**WHAT YOU SHOULD DO:**
Look for the word "RenderFlags" in the material below. Copy each line that has it.

________________

PR #12146, opened 2026-05-06
change editor zoom value based on current zoom value

Marmare314:
This makes zooming more precise when zooming far in and faster when zooming far out.
The constants are based on what I felt was similar to the old values.

## Checklist

### DIFF
--- a/src/game/editor/editor.cpp
+++ b/src/game/editor/editor.cpp
@@ -4477,9 +4477,9 @@ void CEditor::RenderEnvelopeEditor(CUIRect View)
 				if(DoButton_FontIcon(&s_ZoomOutButton, FontIcon::MINUS, 0, &Button, BUTTONFLAG_LEFT, "[NumPad-] Zoom out horizontally, hold shift to zoom vertically.", IGraphics::CORNER_R, 9.0f))
 				{
 					if(Input()->ShiftIsPressed())
-						m_ZoomEnvelopeY.ChangeValue(0.1f * m_ZoomEnvelopeY.GetValue());
+						m_ZoomEnvelopeY.ScaleValue(1.1f);
 					else
-						m_ZoomEnvelopeX.ChangeValue(0.1f * m_ZoomEnvelopeX.GetValue());
+						m_ZoomEnvelopeX.ScaleValue(1.1f);
 				}
 
 				ToolBar.VSplitRight(20.0f, &ToolBar, &Button);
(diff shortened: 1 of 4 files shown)


src/game/editor/editor.cpp
```diff
@@ -6304,19 +6304,19 @@ void CEditor::Render()
 		if(CLineInput::GetActiveInput() == nullptr)
 		{
 			if(Input()->KeyPress(KEY_KP_MINUS))
-				MapView()->Zoom()->ChangeValue(50.0f);
+				MapView()->Zoom()->ChangeValue(0.3f * MapView()->Zoom()->GetValue());
```
heinrich5991: I think this should be factored into a function of `CSmoothValue`. Perhaps `MapView()->Zoom()->ExpScaleValue(0.3f)`?

src/game/editor/editor.cpp
```diff
@@ -6304,19 +6304,19 @@ void CEditor::Render()
...
+				MapView()->Zoom()->ChangeValue(-0.3f * MapView()->Zoom()->GetValue());
 			if(Input()->KeyPress(KEY_KP_MULTIPLY))
 				MapView()->ResetZoom();
 		}
 
 		if(m_pBrush->IsEmpty() || !Input()->ShiftIsPressed())
 		{
 			if(Input()->KeyPress(KEY_MOUSE_WHEEL_DOWN))
-				MapView()->Zoom()->ChangeValue(20.0f);
+				MapView()->Zoom()->ChangeValue(0.1f * MapView()->Zoom()->GetValue());
```
heinrich5991: I think it'd be good if some combination of slow zooms is equal to an amount of fast zooms. Previously, it was 5/2, maybe we could take the same?

heinrich5991 (commented):
I like it. ~~How did you arrive at these values? Probably by testing what works well?~~

**EDIT:** You already described how you arrived at these values.

heinrich5991:
Oh, I think currently, zooming in and out doesn't give you the same zoom level. It's currently 0.7 * 1.3 = 0.91 of the original zoom. That should be fixed.

SoulyVEVO:
great change!

src/game/editor/editor.cpp
Marmare314: I went with a factor of 3 instead since the math is nicer, but should be close enough.

Marmare314:
> Oh, I think currently, zooming in and out doesn't give you the same zoom level. It's currently 0.7 * 1.3 = 0.91 of the original zoom. That should be fixed.

Good catch. This is actually also the case in the envelope editor. I fixed that in the same commit, I hope thats fine.

Also I added a somewhat unrelated renaming. `CSmoothValue` should not have references to zoom.

heinrich5991:
> I fixed that in the same commit, I hope thats fine.

Would have been nicer in a separate commit, but this also works.

heinrich5991 (approved):
Thanks. :)

PR #12147, opened 2026-05-06
Various server info parsing cleanup

Robyt3:
See commit messages.

## Checklist

- [ ] I didn't use generative AI to generate more than single-line completions: AI found the issues fixed by the first three commits.

### DIFF
--- a/src/engine/shared/serverinfo.cpp
+++ b/src/engine/shared/serverinfo.cpp
@@ -156,7 +156,7 @@ bool CServerInfo2::FromJsonRaw(CServerInfo2 *pOut, const json_value *pJson)
 				const json_value &SkinBodyColor = SkinObj["color_body"];
 				const json_value &SkinFeetColor = SkinObj["color_feet"];
 				// 0.6 skin
-				if(SkinName.type == json_string)
+				if(SkinName.type == json_string && !str_has_cc(SkinName.u.string.ptr))
 				{
 					HasSkin = true;
 					str_copy(pClient->m_aSkin, SkinName.u.string.ptr);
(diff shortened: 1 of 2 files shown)


src/engine/shared/serverinfo.cpp
```diff
@@ -251,7 +259,7 @@ bool CServerInfo2::operator==(const CServerInfo2 &Other) const
 	{
 		return false;
 	}
-	for(int i = 0; i < m_NumClients; i++)
+	for(int i = 0; i < minimum(m_NumClients, (int)SERVERINFO_MAX_CLIENTS); i++)
```
heinrich5991, line 254: Nice find. :)

src/engine/shared/serverinfo.cpp
```diff
@@ -161,8 +161,10 @@ bool CServerInfo2::FromJsonRaw(CServerInfo2 *pOut, const json_value *pJson)
 					HasSkin = true;
 					str_copy(pClient->m_aSkin, SkinName.u.string.ptr);
 					// if skin json value existed, then always at least default to "default"
-					if(pClient->m_aSkin[0] == '\0')
+					if(pClient->m_aSkin[0] == '\0' || str_has_cc(pClient->m_aSkin))
+					{
```
heinrich5991: I don't remember the reasoning for treating the empty string the same as `"default"`.

I'd treat strings with control characters the same as non-existing strings.

src/engine/shared/serverinfo.cpp
```diff
@@ -126,7 +126,7 @@ bool CServerInfo2::FromJsonRaw(CServerInfo2 *pOut, const json_value *pJson)
 		const json_value &IsAfk = Client["afk"];
 		Error = false;
 		Error = Error || ClientName.type != json_string || str_has_cc(ClientName);
-		Error = Error || Clan.type != json_string || str_has_cc(ClientName);
+		Error = Error || Clan.type != json_string || str_has_cc(Clan);
```
heinrich5991, line 129: Nice find. :)

heinrich5991 (commented):
I wonder what happens with unmatched surrogates or generally invalid UTF-8 in our JSON parser. I know I probably shouldn't ask if I'm not prepared to hear the answer. :/

src/engine/shared/serverinfo.cpp
Robyt3: Done.

Robyt3:
> I wonder what happens with unmatched surrogates or generally invalid UTF-8 in our JSON parser.

Unmatched surrogates seem to be detected by the JSON parser causing it to fail with an error. But mismatched surrogates and invalid UTF-8 are not detected, so invalid UTF-8 is propagated in strings...

heinrich5991 (approved):
Thanks. :)

PR #12152, opened 2026-05-07
Adjust iteration bounds in non-buffered rendering

Marmare314:
Before the loop iterated over all tiles that could be on screen. This is only necessary if TILERENDERFLAG_EXTEND is set.

## Checklist

### DIFF
--- a/src/game/map/render_map.cpp
+++ b/src/game/map/render_map.cpp
@@ -610,10 +610,19 @@ void CRenderMap::RenderTilemap(CTile *pTiles, int w, int h, float Scale, ColorRG
 	Graphics()->SetColor(Color);
 	const bool ColorOpaque = Color.a > 254.0f / 255.0f;
 
+	const bool ExtendTiles = (RenderFlags & TILERENDERFLAG_EXTEND) != 0;
+
 	int StartY = (int)(ScreenY0 / Scale) - 1;
 	int StartX = (int)(ScreenX0 / Scale) - 1;
 	int EndY = (int)(ScreenY1 / Scale) + 1;
 	int EndX = (int)(ScreenX1 / Scale) + 1;
+	if(!ExtendTiles)
+	{
+		StartY = std::max(0, StartY);
+		StartX = std::max(0, StartX);
+		EndY = std::min(h, EndY);
+		EndX = std::min(w, EndX);
+	}
 
 	// adjust the texture shift according to mipmap level
 	float TexSize = 1024.0f;
@@ -627,7 +636,7 @@ void CRenderMap::RenderTilemap(CTile *pTiles, int w, int h, float Scale, ColorRG
 			int mx = x;
 			int my = y;
 
-			if(RenderFlags & TILERENDERFLAG_EXTEND)
+			if(ExtendTiles)
 			{
 				if(mx < 0)
 					mx = 0;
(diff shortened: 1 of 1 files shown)


Marmare314:
In the other rendering methods (`CRenderMap::RenderTeleOverlay`, ...) `CTile::m_Skip` is completely ignored. Ingame the tiledata for entity layers is actually never loaded. I'm not sure if it should be loaded just to skip tiles in rendering.

src/game/map/render_map.cpp
```diff
@@ -743,7 +741,17 @@ void CRenderMap::RenderTilemap(CTile *pTiles, int w, int h, float Scale, ColorRG
...
+			if(ExtendTiles)
+			{
+				x += pTiles[c].m_Skip;
+			}
+			else if(pTiles[c].m_Skip > 0)
+			{
+				int SkippedIndex = c + pTiles[c].m_Skip;
+				y = SkippedIndex / w;
+				x = SkippedIndex % w - 1;
+			}
```
Robyt3: Is `m_Skip` actually initialized in a way that this has any effect?

https://github.com/ddnet/ddnet/blob/c0c904387d2480df39f70477a0d285b802fd18f9/src/game/layers.cpp#L139-L169

This stops at `x + SkippedX < pTilemap->m_Width`.

Marmare314: https://github.com/ddnet/ddnet/blob/0d4efb95f46cb3aca7dadd96e6ab04f5dd6e3382/src/game/editor/mapitems/layer_tiles.cpp#L140-L153

In the editor it's actually completely ignored. I tried the following, but it actually makes not much of a difference performance-wise, so iI will just remove the commit.

```
void CLayerTiles::ExtractTiles(const CTile *pSavedTiles, size_t SavedTilesSize) const
{
	const size_t DestSize = (size_t)m_Width * m_Height;
	if(SavedTilesSize >= DestSize)
	{
		mem_copy(m_pTiles, pSavedTiles, DestSize * sizeof(CTile));

		unsigned char SkippedTiles = 0;
		for(size_t TileIndex = 0; TileIndex < DestSize; ++TileIndex)
		{
			m_pTiles[TileIndex].m_Reserved = 0;
			m_pTiles[TileIndex].m_Skip = 0;

			if(m_pTiles[TileIndex].m_Index != TILE_AIR)
			{
				m_pTiles[TileIndex - SkippedTiles].m_Skip = SkippedTiles;
				SkippedTiles = 0;
			}
			else if(SkippedTiles == std::numeric_limits<unsigned char>::max())
			{
				m_pTiles[TileIndex - SkippedTiles].m_Skip = SkippedTiles;
				SkippedTiles = 1;
			}
			else
			{
				SkippedTiles += 1;
			}
		}

		if(SkippedTiles > 0)
		{
			m_pTiles[DestSize - SkippedTiles].m_Skip = SkippedTiles;
		}
	}
}
```

Robyt3: > In the editor it's actually completely ignored.

Yes, `m_Skip` is only initialized in `CLayers` which is not used in the editor. But if setting `m_Skip` in the editor, then extra care would have to be taken that the value is not written to maps because it's always supposed to be `0` in the map file (unless in Teeworlds 0.7 maps).

Robyt3 (approved):

PR #12157, opened 2026-05-08
Use our index page when testing Emscripten client in CI

Robyt3:
The default Emscripten index page does not correctly handle the client crashing due to assertion errors or segmentation faults, which causes the CI to timeout after waiting for 6 hours for `emrun` to quit. This makes 86fd4a02832f9d97ec37b8a9fee0c998bb9307cf actually work in the CI.

## Checklist

- [X] Tested the change


heinrich5991 (approved):
Thanks. :)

________________

**TASK ANSWER:**
+	const bool ExtendTiles = (RenderFlags & TILERENDERFLAG_EXTEND) != 0;
-			if(RenderFlags & TILERENDERFLAG_EXTEND)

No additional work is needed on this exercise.